EXERCISE: Could you restate every record below word for word?

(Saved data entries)
⁂
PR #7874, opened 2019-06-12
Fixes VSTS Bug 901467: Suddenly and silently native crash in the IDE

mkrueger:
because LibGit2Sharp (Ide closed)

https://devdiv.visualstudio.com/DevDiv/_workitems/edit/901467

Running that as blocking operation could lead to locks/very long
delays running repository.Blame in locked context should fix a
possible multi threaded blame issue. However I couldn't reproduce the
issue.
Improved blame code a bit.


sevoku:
⁂
REPLY TO THE TASK:
PR #7874, opened 2019-06-12
Fixes VSTS Bug 901467: Suddenly and silently native crash in the IDE

mkrueger:
because LibGit2Sharp (Ide closed)

https://devdiv.visualstudio.com/DevDiv/_workitems/edit/901467

Running that as blocking operation could lead to locks/very long
delays running repository.Blame in locked context should fix a
possible multi threaded blame issue. However I couldn't reproduce the
issue.
Improved blame code a bit.


sevoku:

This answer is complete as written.